:: ACTION ITEM ::
Your answer is a number only: how many lines in the data below contain "after"?

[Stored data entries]
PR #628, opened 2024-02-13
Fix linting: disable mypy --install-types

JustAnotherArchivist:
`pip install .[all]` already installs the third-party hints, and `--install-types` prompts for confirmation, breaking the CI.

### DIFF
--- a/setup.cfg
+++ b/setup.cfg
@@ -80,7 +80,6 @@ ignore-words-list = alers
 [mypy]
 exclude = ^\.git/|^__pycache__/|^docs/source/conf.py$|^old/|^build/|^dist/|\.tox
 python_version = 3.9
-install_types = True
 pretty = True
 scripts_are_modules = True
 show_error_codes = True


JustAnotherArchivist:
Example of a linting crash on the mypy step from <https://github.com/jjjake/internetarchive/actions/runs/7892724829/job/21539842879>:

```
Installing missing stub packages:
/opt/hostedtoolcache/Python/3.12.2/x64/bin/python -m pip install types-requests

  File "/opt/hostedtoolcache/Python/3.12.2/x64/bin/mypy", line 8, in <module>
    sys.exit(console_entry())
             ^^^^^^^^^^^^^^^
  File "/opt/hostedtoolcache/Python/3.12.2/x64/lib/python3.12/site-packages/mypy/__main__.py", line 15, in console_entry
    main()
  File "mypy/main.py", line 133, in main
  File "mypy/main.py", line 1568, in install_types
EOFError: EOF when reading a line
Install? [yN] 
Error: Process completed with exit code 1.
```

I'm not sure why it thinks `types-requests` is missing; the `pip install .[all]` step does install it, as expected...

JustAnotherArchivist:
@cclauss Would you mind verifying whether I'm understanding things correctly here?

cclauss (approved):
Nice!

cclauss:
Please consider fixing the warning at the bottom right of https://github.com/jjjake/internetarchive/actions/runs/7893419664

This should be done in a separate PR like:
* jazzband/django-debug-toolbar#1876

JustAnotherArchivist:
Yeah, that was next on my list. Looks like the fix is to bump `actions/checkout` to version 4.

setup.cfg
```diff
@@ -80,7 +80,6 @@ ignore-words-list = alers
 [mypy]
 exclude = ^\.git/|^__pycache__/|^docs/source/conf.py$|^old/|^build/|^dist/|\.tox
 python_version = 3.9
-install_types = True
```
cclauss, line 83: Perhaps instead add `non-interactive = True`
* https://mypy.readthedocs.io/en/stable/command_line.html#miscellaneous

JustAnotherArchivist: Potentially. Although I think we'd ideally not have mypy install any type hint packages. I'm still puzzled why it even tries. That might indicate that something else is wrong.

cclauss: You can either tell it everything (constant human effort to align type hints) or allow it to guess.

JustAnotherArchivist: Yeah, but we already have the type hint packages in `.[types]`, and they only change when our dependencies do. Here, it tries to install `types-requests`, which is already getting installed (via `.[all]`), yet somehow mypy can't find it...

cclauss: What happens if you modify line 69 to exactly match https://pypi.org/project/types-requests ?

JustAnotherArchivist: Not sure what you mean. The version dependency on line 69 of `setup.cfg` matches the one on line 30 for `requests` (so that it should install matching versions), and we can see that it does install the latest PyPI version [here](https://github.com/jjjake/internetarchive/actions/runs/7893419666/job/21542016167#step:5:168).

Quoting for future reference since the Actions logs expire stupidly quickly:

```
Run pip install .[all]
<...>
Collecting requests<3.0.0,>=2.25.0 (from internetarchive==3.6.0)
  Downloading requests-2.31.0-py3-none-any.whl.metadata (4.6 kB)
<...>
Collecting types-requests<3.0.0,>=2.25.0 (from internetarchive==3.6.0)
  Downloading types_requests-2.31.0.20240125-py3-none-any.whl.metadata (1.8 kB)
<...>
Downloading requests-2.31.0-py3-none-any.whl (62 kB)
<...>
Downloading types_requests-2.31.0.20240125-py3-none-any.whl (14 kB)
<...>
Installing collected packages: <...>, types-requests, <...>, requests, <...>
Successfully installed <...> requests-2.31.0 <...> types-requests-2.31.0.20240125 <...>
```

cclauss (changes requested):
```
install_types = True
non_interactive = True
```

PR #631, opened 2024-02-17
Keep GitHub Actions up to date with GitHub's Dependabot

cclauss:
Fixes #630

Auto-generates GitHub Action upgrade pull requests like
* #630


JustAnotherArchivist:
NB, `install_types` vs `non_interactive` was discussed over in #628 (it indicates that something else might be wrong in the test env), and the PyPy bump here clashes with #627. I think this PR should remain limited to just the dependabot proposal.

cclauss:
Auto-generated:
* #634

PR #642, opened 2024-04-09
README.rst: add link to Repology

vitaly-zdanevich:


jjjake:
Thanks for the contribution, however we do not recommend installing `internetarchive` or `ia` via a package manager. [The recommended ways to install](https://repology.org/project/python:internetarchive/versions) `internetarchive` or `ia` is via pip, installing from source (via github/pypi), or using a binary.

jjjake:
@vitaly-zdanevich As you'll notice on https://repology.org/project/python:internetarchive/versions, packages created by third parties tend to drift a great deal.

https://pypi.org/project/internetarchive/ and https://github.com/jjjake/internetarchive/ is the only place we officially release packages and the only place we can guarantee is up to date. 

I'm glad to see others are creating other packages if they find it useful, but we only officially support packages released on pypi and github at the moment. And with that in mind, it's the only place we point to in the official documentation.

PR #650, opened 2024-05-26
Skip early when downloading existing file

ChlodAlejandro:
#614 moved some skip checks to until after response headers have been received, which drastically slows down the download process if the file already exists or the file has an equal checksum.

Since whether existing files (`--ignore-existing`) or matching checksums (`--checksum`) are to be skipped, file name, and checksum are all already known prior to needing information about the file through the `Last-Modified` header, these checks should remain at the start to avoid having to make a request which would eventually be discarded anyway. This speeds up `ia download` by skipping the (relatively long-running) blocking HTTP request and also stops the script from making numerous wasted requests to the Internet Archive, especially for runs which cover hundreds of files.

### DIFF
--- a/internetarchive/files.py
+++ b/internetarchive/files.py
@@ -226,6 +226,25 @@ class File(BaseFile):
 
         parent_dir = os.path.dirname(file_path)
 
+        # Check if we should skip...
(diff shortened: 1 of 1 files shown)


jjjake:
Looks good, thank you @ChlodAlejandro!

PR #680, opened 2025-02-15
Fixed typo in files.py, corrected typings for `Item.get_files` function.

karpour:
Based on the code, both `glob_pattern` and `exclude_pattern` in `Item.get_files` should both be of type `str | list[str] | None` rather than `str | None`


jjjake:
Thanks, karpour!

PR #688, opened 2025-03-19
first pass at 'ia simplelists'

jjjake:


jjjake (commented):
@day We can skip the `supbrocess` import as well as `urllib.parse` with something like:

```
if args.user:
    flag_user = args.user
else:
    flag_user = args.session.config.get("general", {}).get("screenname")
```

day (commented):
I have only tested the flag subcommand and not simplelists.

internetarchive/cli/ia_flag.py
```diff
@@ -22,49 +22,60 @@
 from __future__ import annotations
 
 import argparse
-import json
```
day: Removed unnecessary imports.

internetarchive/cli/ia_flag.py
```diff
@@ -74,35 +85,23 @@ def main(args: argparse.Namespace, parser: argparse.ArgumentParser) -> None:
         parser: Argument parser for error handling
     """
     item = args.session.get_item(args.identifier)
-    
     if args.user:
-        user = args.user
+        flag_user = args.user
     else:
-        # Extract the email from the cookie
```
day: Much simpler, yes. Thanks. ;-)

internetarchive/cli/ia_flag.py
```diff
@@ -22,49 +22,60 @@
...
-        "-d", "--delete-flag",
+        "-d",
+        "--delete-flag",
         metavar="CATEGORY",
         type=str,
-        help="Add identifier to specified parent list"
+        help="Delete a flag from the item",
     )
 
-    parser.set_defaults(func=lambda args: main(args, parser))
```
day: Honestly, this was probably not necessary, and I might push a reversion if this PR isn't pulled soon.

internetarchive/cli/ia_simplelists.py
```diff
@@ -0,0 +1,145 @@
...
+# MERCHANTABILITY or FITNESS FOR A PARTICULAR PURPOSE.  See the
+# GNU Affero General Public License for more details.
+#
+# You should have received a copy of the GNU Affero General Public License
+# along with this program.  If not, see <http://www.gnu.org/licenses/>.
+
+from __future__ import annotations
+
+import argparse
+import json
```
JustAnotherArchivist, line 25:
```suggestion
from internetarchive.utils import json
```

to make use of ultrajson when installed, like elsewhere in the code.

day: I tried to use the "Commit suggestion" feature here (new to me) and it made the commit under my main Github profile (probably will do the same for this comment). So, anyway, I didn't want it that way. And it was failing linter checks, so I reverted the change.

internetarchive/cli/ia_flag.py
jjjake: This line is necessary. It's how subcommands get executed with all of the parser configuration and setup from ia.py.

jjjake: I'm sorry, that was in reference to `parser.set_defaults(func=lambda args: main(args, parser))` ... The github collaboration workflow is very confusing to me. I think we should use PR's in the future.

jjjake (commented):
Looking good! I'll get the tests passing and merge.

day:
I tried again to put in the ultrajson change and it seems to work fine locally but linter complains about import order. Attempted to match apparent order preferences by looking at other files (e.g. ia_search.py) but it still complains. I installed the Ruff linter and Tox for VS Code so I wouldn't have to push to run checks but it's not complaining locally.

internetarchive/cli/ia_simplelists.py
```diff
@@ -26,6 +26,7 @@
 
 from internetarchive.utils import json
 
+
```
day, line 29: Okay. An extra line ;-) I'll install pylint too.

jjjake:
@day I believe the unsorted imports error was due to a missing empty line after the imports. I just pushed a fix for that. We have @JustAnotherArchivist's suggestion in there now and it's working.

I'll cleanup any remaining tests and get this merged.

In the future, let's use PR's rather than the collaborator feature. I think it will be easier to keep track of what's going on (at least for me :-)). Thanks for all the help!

:: TASK RESULT ::
2